Method of using monotonic stack to find previous less index and start index of subarray.

This is exactly how we compute the left array in O(n) time. And how do we compute the right array? The exact same way, but we'll iterate the array from end to start.

You may think that is all there is, but there is one other problem. What if our array would contain duplicate?

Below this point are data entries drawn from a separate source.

PR #1762, opened 2026-09-11
docs: refresh README branding, Python usage, and compression

bwyogatama:
## Description

Refresh the README to describe Sirius as a GPU-Native Composable Analytics Engine and show the supplied architecture and AWS TPC-H figures. Replace the old DGX performance claim with the hot-run comparison context: all 22 queries, the best Sirius g7e size versus DuckDB on m9g.16xlarge, cost per run, logarithmic scales, and lower-left results being better.

Add a short Python quick start based on the TPC-H benchmark, including the matching DuckDB Python build, extension loading, a Parquet query, and result fetching. Document how to enable Simpatico compression with both required settings before pinning, using the bundled TPC-H plans, with GPU/host support, plan requirements, fallback behavior, and Python usage.

## Validation

- Checked README local links, Python syntax, compression setting names and ordering, and the bundled plan path.
- Cross-checked the Python example against `test/tpch_performance/performance_test.py` and compression behavior against the extension implementation and compressed pinning guide.
- Confirmed both replacement image files exactly match the supplied attachments.
- `git diff --check` passes.
- GPU execution and the full Pixi pre-commit suite were not run: this host is macOS and Pixi is unavailable.

## Checklist

- [x] Read CONTRIBUTING.md and checked PR reviewability.
- [x] Validated the documentation and examples with the checks above; no runtime code changes.
- [x] Documented existing Simpatico options; no configuration behavior changes.
- [x] Updated the README and referenced supporting documentation.


mbrobbel (approved):

joosthooz (approved):
Thanks 👍

jrbourbeau (approved):
Thanks @bwyogatama -- really like the new cost vs runtime plot

A couple non-blocking comments on the plot:

- Thoughts on adding the instance type to each plot point instead of the legend? Assuming the increasing 2x, 4x, ... GPU instance correspond to the increasing scale factors but it'd be more clear if that was explicit 
- I see the graviton instance is the same for each of the scale factors. Why vary GPU instance but not CPU?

Proof of duplicate problem.

The solution was fortunately pretty easy, now there is the working result in PHP:

class Solution {
    private const MOD = 1000000007;

    /**
     * @param int[] $arr
     * @return int
     */
    function sumSubarrayMins(array $arr): int {
        $n = count($arr);
        $left = array_fill(0, $n, 0);
        $right = array_fill(0, $n, 0);

        $stack = new \SplStack();

        for ($i = 0; $i < $n; $i++) {
            // Pop while stack is greater than or equal to target (because of possible duplicates)
            while (!$stack->isEmpty() && $arr[$stack->top()] >= $arr[$i]) $stack->pop();
            $top = $stack->isEmpty() ? 0 : $stack->top() + 1;
            $stack->push($i);
            $left[$i] = $top;
        }

        $stack = new \SplStack();

        for ($i = $n-1; $i >= 0; $i--) {
            // Pop while stack is greater than target
            while (!$stack->isEmpty() && $arr[$stack->top()] > $arr[$i]) $stack->pop();
            $top = $stack->isEmpty() ? $n-1 : $stack->top()-1;
            $stack->push($i);
            $right[$i] = $top;
        }

        $fn = static fn ($x) => ($x * ($x + 1)) / 2;
        $total = 0;
        for ($i = 0; $i < $n; $i++) {
            // The number of subarrays
            $count = $fn($right[$i] - $left[$i] + 1) - $fn($i-$left[$i]) - $fn($right[$i]-$i);
            // Add the total contribution of this element to total
            $total = ($total + ($count * $arr[$i])) % self::MOD;
        }

        return $total;
    }
}
Accepted O(n) solution.

As you can see, if we unreveal the non-trivial math tricks used here, the solution and concept behind this is very simple. I can imagine that well trained candidate will manage to do this in an interview, but for me it was definitely very hard to crack by myself (needed the hint for monotonic stack to be honest).

I hope you've liked this post and deepened your understanding of used concepts.